▸ What to do:
Give back exactly the lines of the entries below from the line with "fix(): Avoid firing twice in subselection" to the line with "I will add a", inclusive, and only those.
*** Records to use ***
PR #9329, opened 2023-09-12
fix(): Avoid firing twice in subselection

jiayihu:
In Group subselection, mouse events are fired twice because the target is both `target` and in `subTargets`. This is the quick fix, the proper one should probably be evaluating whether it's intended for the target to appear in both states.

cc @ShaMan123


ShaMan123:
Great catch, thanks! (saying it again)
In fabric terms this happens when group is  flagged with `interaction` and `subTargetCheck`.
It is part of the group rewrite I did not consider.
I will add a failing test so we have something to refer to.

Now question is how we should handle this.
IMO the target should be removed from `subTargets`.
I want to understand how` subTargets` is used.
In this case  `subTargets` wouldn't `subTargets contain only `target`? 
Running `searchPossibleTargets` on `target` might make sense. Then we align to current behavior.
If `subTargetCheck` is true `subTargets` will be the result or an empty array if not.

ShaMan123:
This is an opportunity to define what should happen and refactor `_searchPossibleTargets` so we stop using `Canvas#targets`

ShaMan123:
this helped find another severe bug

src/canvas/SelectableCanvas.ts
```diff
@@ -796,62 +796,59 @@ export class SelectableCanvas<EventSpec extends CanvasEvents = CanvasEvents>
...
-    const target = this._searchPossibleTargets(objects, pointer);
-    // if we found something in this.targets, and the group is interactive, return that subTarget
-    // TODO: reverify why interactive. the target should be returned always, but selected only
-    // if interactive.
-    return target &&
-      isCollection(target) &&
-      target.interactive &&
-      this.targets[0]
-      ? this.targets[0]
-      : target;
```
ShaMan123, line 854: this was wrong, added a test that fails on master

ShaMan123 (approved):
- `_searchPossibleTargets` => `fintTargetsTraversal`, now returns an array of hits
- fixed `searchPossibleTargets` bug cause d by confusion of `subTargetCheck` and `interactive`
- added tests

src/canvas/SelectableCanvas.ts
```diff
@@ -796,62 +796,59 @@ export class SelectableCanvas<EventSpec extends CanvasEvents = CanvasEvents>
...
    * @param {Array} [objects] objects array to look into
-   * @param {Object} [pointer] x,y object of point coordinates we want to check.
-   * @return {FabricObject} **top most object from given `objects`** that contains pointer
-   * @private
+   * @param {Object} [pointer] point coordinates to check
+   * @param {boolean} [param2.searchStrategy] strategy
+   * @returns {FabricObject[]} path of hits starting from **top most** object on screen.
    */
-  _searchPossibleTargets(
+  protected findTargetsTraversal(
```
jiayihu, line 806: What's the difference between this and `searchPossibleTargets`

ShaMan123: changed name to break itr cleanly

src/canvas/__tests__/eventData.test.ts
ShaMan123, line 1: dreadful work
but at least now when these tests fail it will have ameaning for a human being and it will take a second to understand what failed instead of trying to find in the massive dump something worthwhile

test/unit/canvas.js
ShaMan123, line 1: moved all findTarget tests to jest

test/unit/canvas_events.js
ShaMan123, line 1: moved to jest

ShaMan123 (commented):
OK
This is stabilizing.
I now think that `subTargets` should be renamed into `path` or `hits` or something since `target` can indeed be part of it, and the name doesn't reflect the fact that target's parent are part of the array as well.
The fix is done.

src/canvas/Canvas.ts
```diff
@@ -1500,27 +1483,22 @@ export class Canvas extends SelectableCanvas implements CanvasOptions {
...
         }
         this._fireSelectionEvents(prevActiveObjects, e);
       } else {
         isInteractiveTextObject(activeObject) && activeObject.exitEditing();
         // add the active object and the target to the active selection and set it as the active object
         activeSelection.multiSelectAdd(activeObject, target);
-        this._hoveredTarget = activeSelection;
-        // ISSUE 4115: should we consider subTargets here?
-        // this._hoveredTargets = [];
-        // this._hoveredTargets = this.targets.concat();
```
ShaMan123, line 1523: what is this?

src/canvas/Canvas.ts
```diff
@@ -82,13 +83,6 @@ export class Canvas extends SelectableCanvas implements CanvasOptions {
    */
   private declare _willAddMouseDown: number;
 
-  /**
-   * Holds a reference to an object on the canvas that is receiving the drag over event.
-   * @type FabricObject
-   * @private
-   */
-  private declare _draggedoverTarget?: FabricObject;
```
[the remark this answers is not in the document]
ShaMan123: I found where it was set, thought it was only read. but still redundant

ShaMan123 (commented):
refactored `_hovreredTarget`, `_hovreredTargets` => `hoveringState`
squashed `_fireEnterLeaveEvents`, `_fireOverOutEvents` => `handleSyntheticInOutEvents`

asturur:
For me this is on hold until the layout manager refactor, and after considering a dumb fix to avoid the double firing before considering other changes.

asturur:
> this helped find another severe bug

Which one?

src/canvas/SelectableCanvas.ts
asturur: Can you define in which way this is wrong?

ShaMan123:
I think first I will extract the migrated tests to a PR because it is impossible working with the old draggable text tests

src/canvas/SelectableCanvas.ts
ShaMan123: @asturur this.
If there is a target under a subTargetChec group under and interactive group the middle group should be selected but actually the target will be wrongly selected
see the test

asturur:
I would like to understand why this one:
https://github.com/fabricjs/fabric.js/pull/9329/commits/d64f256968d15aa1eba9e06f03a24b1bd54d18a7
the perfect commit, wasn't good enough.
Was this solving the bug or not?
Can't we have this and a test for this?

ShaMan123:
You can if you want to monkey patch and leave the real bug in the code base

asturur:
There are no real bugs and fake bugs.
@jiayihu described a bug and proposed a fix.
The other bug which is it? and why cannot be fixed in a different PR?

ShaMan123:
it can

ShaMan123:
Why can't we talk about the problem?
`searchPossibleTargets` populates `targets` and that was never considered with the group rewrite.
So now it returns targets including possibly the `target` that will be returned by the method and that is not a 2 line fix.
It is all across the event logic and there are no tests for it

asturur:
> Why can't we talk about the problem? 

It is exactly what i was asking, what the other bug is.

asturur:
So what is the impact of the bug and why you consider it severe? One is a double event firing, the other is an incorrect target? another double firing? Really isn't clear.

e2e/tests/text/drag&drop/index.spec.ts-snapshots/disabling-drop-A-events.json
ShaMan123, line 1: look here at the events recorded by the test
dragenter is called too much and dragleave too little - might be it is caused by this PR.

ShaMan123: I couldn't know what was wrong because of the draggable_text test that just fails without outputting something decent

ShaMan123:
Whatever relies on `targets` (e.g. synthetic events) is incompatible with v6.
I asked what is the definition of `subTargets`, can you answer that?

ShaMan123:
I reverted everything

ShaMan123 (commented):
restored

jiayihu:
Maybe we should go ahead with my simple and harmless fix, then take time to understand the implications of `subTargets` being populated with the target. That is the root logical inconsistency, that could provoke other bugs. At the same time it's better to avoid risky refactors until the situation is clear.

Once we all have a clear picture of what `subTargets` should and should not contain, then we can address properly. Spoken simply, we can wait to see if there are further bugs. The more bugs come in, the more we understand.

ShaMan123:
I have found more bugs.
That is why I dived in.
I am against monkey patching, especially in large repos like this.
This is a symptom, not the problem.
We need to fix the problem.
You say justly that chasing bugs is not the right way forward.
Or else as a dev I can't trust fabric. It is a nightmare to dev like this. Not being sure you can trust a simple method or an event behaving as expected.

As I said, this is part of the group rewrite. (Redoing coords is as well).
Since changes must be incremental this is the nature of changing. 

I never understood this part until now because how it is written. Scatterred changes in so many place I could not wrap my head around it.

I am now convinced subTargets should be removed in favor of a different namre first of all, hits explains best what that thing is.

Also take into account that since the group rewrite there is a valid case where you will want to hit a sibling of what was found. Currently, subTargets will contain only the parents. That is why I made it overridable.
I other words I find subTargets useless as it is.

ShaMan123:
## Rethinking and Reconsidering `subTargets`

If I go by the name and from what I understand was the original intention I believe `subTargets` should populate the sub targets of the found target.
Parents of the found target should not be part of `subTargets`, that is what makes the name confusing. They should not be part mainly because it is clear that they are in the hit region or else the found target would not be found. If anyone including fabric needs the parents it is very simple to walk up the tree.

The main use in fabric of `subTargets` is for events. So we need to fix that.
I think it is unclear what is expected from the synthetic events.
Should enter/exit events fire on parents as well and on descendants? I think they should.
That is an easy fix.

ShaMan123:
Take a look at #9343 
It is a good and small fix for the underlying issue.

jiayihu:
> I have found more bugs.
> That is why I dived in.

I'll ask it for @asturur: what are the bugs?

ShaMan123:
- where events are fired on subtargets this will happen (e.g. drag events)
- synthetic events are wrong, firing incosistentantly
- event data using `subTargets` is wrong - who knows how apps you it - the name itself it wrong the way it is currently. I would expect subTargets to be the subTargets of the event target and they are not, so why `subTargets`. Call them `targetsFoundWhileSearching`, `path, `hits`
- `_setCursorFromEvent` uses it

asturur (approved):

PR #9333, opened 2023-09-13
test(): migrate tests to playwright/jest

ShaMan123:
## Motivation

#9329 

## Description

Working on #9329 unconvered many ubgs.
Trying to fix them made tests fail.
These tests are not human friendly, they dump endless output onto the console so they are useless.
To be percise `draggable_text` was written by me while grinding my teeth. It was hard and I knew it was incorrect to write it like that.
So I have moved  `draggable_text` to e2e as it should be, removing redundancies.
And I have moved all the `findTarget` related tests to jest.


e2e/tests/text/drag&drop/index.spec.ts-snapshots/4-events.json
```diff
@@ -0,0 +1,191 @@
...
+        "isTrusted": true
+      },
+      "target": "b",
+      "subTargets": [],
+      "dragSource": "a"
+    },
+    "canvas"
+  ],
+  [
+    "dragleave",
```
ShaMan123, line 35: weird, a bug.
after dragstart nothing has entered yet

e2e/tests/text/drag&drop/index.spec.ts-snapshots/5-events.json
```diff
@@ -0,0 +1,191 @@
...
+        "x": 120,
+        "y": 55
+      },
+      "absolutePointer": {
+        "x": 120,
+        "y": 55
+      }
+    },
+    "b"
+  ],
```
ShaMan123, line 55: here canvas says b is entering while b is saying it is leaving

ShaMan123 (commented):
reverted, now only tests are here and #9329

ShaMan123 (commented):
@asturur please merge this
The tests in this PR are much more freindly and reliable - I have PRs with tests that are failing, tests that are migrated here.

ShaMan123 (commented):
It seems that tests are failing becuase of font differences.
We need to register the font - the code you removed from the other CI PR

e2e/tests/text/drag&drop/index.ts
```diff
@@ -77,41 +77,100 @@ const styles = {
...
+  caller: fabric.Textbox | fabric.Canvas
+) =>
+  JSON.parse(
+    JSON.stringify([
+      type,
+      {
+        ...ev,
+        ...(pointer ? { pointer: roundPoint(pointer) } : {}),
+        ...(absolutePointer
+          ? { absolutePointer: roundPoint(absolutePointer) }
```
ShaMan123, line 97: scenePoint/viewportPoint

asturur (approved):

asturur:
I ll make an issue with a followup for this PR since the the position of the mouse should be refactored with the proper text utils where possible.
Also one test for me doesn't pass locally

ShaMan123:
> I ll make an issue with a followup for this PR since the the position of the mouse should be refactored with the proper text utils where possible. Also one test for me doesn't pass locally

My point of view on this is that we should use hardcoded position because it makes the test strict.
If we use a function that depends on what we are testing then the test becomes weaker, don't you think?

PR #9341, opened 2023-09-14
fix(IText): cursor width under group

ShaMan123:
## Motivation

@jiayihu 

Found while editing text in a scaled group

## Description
*** End of Records to use ***
▸ Response to this task:
fix(): Avoid firing twice in subselection

jiayihu:
In Group subselection, mouse events are fired twice because the target is both `target` and in `subTargets`. This is the quick fix, the proper one should probably be evaluating whether it's intended for the target to appear in both states.

cc @ShaMan123


ShaMan123:
Great catch, thanks! (saying it again)
In fabric terms this happens when group is  flagged with `interaction` and `subTargetCheck`.
It is part of the group rewrite I did not consider.
I will add a failing test so we have something to refer to.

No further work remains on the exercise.